INPUT DATA –
PR #6132, opened 2018-04-12
Implements custom resolvers

arcanis:
This diff adds a new configuration option to Flow: `module_resolver`. It points to an executable that consumes a stream of JSON objects under the form `[request, issuer]`, and outputs a stream of paths in response.

Since it's been my first work with OCaml since quite a long time there's probably errors and odity in my code, feel free to point them 🙂 Some of them I have in mind (maybe they can be fixed in a followup pass, you tell me):

- The JSON payload is crafted with sprintf, I wasn't sure how to properly generate a JSON string
- For the same reason, the resolver returns a stream of paths instead of an actual JSON object because I wasn't sure how to parse them in Flow
- Related to the previous point, the resolver doesn't have a way to notify Flow that a request cannot be satisfied (it would be solved if the return object was a `[err, result]` entity).
- If the `module_resolver` is invalid, Flow will currently hang (I thought `create_process` would "throw", but maybe it doesn't make sense in OCaml?)


arcanis:
cc @mroch

arcanis:
The Appveyor error seems unrelated (sqlite3), and the Travis one is one that I cannot reproduce locally (I had it some time ago, but then I updated the mli file to include module_resolver and it worked). Could it be possible that the mli file is cached somewhere?

fatfatson:
could this solve #6305 ?

jakesyl:
@arcanis, if you have a second it'll be super helpful if you could look at #7014

PR #6176, opened 2018-04-20
Update JSX typing to allow exact object splats

danwang:
## Summary
Adjusts rules for JSX so that splats can work with components that expect exact object types.

I updated the tests:
- There were flow errors that are no longer flow errors because the "incompatible with exact type ..." error is not surfaced anymore. I updated the `Error: ...` comment and expectation file.
- There were some existing lines in the **.exp** file that had `// OK` comment, but resulted in a Flow error. They still have a Flow error, but I changed the comment to reflect the behavior. 
- Added some test cases to check for the new behavior

Thanks for your time!

## Motivation
Some examples ([flow try link](https://flow.org/try/#0JYWwDg9gTgLgBAKjgQwM5wEoFNkGN4BmUEIcA5FDvmQNwBQduEAdqvACQCuzoYANlhBZmMLABMAXCmYBPOAF44ANnowZYLHACiADzwwACsTDpFAbwA+yKWyjBmAcwA0cAEZTmnEK6xQLAX3omVnhdfQBhEkhmYRgpbH0AOkjwFliAFXUsAB4w-CMIEwA+BTguHnABIRFxejoAenq4dIALYHQxCCxUZjJ4AHdoAGsXV054YHhUFohOPjE6XL18FOjYuDNErbNrcmQyUakARn9-OHqihkbmto6unr64QagRt3G4Sbhp2fnGFjY4GBjKgpHlDMDSjspGR9oc4Cd6EsIlE0iINltEkDCqgzhcrk1Wu04J1ur0BsNRu9Pt85gtggD7ARfJQxJDdjCDm5joFFmDVqj4JstozmeJcZcGgTbsT7mSnhS3hMpjNaX8QoDkLBgMg+GzofseUiViiYmihZjNTBtXwzq55GYTucikA)):
```jsx
type ExactProps = {|a: string, b: number|};
const ExactComponent: React.ComponentType<ExactProps> = ...;

// This doesn't work, but it should
<ExactComponent {...{a: 'a', b: 1}} />

// This doesn't work, but it should
const props: ExactProps = {a: 'a', b: 1};
<ExactComponent {...props} />

// This doesn't work, but it should
const inferred = {a: 'a', b: 1};
<ExactComponent {...inferred} />

// This doesn't work, but it should
const partial = {a: 'a'};
<ExactComponent {...partial} b={1} />
```

# TODO
Order of statements matter now (even though they didn't use to). I think this may be because I'm using **Context.find_resolved**, which returns different results at different points in time of the type checking?

```jsx
// If ExactProps is defined before, it works, but after fails
<ExactComponent {...(props: ExactProps)} />
```


fishythefish:
Closing since these issues are already resolved in 0.71.

danwang:
Yes, but 0.71 displays "No errors!" more often at the expense of failing to identify bugs. For example:

https://flow.org/try/#0JYWwDg9gTgLgBAKjgQwM5wEoFNkGN4BmUEIcA5FDvmQNwBQuEAdqvACQCuToYANliCxMYWACYAuFEwCecALxwALPToxpYLHAAKxMOgUBvAD504KSayjAmAcwA0dIwF8VjFvADCJSEyExJ2HgwAHRe4Mx+ACrqWAA8OhB6AHzycJzc4PyCwmKuzKxwYLqokgbIFjBWtk6pZZJkyGR2cABG9TAAFsDoANZYsqgdEBy8onBMEPBYAB7dMGQudLFhPkKmZhsEXPjAzHAAYhAQABRYWZJMHCAtWFDNRYkl2sUAlHAGTusbcG4FAELIKCpACMACYAMwqb5mX7wB56UrlOCWaw2GqGJENJqteotBb0aFwWIAoEGYLk+GoGoAeiSNCAA

fishythefish:
@danwang This isn't about JSX; see [this example](https://flow.org/try/#0C4TwDgpgBACgTgezAZygXigbwD4CgpQCGAXFMsHAJYB2A5gDS7YC+A3LrgMYLXlRiIUpTCTIUatZuiyiA5IVn0oAI1KzgAC0qoA1hBBkNCAK4AbACZRqCYFAgAPbcFltcACkwA6bwKTJmpPB+AJSsQA).

If you remove the `{a: string}` annotation, you get an error, as expected.

(Side note: we would rather falsely claim there are no type errors and then improve our gradual typing to prevent this than falsely claim there is a type error and prevent valid code.)

fishythefish:
@danwang Yeah, we're working on unifying spreads in JSX and object literals, so although different code handles them at the moment, that's why they have similar implementations and errors. The fact that the example I linked doesn't error is a known problem that we're working on, so fixing it should resolve both cases.

samwgoldman:
@danwang You are very observant to notice this. I am working on a bunch of changes around object types which will make spreads sound in this respect (and in other respects where it is currently unsound). Will share our plan when things start coming together.

PR #5153, opened 2017-10-20
Added Buffer property to buffer module

CMCDragonkai:
https://github.com/facebook/flow/issues/5133

PR #6179, opened 2018-04-21
Add Buffer property to buffer module

motiz88:
Previously discussed or implemented in #5153, #3495, #2938, #3723, #3724 and maybe elsewhere.

This PR refines previous efforts by adding:

1. A correct, unambiguous type for `require("buffer").Buffer`:
```jsx
declare var Buffer: typeof global.Buffer;
```

2. A test.

To be clear: Per the Node [docs](https://nodejs.org/api/buffer.html), explicitly importing `Buffer` is rarely needed, given its availability in the global scope, but correct. It happens to be a viable option in environments where "magic" support for Node globals is either undesirable or broken (the latter is [currently](https://github.com/webpack/webpack/issues/7032) the case for ES modules in Webpack).


motiz88:
PR tests might fail due to the current state of `master` - this branch does pass tests on its own.

PR #6193, opened 2018-04-24
Make event handlers on Worker nullable

tiffon:
Seems like the `onmessage`, `onerror`, and `onmessageerror` event handlers on `Worker` should be able to be set to null.

Apologies for the hassle If this is not something flow is inclined to allow.


mrkev:
Ah, for future reference it'd be helpful if you linked a spec backing up libdef changes. Could you find said link for this change?

tiffon:
Hey @mrkev, no problem.

The `Worker` interface [event handlers spec](https://html.spec.whatwg.org/multipage/workers.html#dedicated-workers-and-the-worker-interface:event-handlers).

And, from [8.1.5.1 Event handlers](https://html.spec.whatwg.org/multipage/webappapis.html#event-handler-attributes):

>An event handler **has a value, which is either null, or is a callback object**, or is an internal raw uncompiled handler. The EventHandler callback function type describes how this is exposed to scripts. Initially, an event handler's value must be set to null.

Sounds like this would mean all `on*` event handlers should be nullable. Looking through [source-graph](https://sourcegraph.com/search?q=repo:%5Egithub%5C.com/facebook/flow%24+%5Cson%5Ba-z%5D%2B:+file:bom) seems like it's a bit of a mix.

Let me know if more info is warranted.

Issue #5897, opened 2018-03-01
Can't use 100+ bytes literal types


aatatuzov:
It seems that Flow doesn't support variable-length string literal types. See this [flow/try](https://flow.org/try/#0C4TwDgpgBAysBOBGADMqBeKByZiBMAzACwCsAbAOwAcAnLoaZbfcedXfq0xw28543YtB-Xt2F8eXdlgBQoSLAQ0aGbAMkTxG7WKE79e0dOMipZrTNmyANhGBQAzghTIAXEqSo1OA6c1+5gFGQbomoYbhlrRydg7O8CoecImqmFiB0RH+YRaZ+SFZWXJAA).

```
type Str100 = '0123456789012345678901234567890123456789012345678901234567890123456789012345678901234567890123456789'
type Str99 = '123456789012345678901234567890123456789012345678901234567890123456789012345678901234567890123456789'

let str100: Str100 = '0123456789012345678901234567890123456789012345678901234567890123456789012345678901234567890123456789'
let str99: Str99 = '123456789012345678901234567890123456789012345678901234567890123456789012345678901234567890123456789'

```

```
4: let str100: Str100 = '0123456789012345678901234567890123456789012345678901234567890123456789012345678901234567890123456789'                        ^ Cannot assign `'0123456789...'` to `str100` because string [1] is incompatible with string literal `0123456789012345678901234567890123456789012345678901234567890123456789012345678901234567890123456789` [2].
References:
4: let str100: Str100 = '0123456789012345678901234567890123456789012345678901234567890123456789012345678901234567890123456789'                        ^ [1]
4: let str100: Str100 = '0123456789012345678901234567890123456789012345678901234567890123456789012345678901234567890123456789'
               ^ [2]
```
At first glance you may think that such a long literal types do not make sense. However one (me) can use a JSON with phrase-based unicode fields for multilingual support. In this case Flow is supposed to check if there are i18n literals in code not defined in the JSON.

mrkev:
Welp, nvm not a bug; it's right [here](https://github.com/facebook/flow/blob/master/src/typing/statement.ml#L3330). It's expensive to keep track of long strings so literals strings are capped at 100 characters.

Perhaps a way to set this constant this with a flag or through `.flowconfig` would come in handy for edge cases like yours. Unfortunately that is not on the roadmap, but if you'd like to PR I'd be happy to have a look at the branch.

aatatuzov:
[...]

PR #6215, opened 2018-04-26
Add max_literal_length option

aatatuzov:
Replaces magic 100 in `typing/statement.ml` with new `.flowconfig` option `max_literal_length`. Default value is set to 100. Zero value disables the check. #5897

There are a lot of files involved. I don't know if I really need to duplicate default values in `flow_dot_js.ml` and `testgen/flowtestgen_utils.ml`. I did it just by following the case of `enable_const_params`.

Changes were tested in [v70 based branch](https://github.com/aatatuzov/flow/tree/max_literal_length_v70).

### DIFF
--- a/src/commands/commandUtils.ml
+++ b/src/commands/commandUtils.ml
@@ -794,6 +794,7 @@ let make_options ~flowconfig ~lazy_mode ~root (options_flags: Options_flags.t) =
       |> min Sys_utils.nbr_procs;
     opt_suppress_comments = FlowConfig.suppress_comments flowconfig;
     opt_suppress_types = FlowConfig.suppress_types flowconfig;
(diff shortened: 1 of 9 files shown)


gabelevi:
Out of curiosity, why do you want this change? Do you use really long string literals and need Flow to track their literal types? How high do you want to set this option?

aatatuzov:
@gabelevi I use dictionary object with phrase based multilingual field names (they 1. are quite long and 2. consume several bytes per character) for i18n support. It is handy to verify its consistency during type checking stage.

I started the issue #5897 on this problem and now I'm just going with the flow.

mrkev:
@aatatuzov will merge this soon. Although not necessary, it would be nice if you submitted another PR documenting this option in https://flow.org/en/docs/config/options/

TASK REQUIREMENTS – Repeat exactly the lines of the material above, taking the first line, the line with "- The JSON payload", and every line between them.

COMPLETED EXERCISE –
PR #6132, opened 2018-04-12
Implements custom resolvers

arcanis:
This diff adds a new configuration option to Flow: `module_resolver`. It points to an executable that consumes a stream of JSON objects under the form `[request, issuer]`, and outputs a stream of paths in response.

Since it's been my first work with OCaml since quite a long time there's probably errors and odity in my code, feel free to point them 🙂 Some of them I have in mind (maybe they can be fixed in a followup pass, you tell me):

- The JSON payload is crafted with sprintf, I wasn't sure how to properly generate a JSON string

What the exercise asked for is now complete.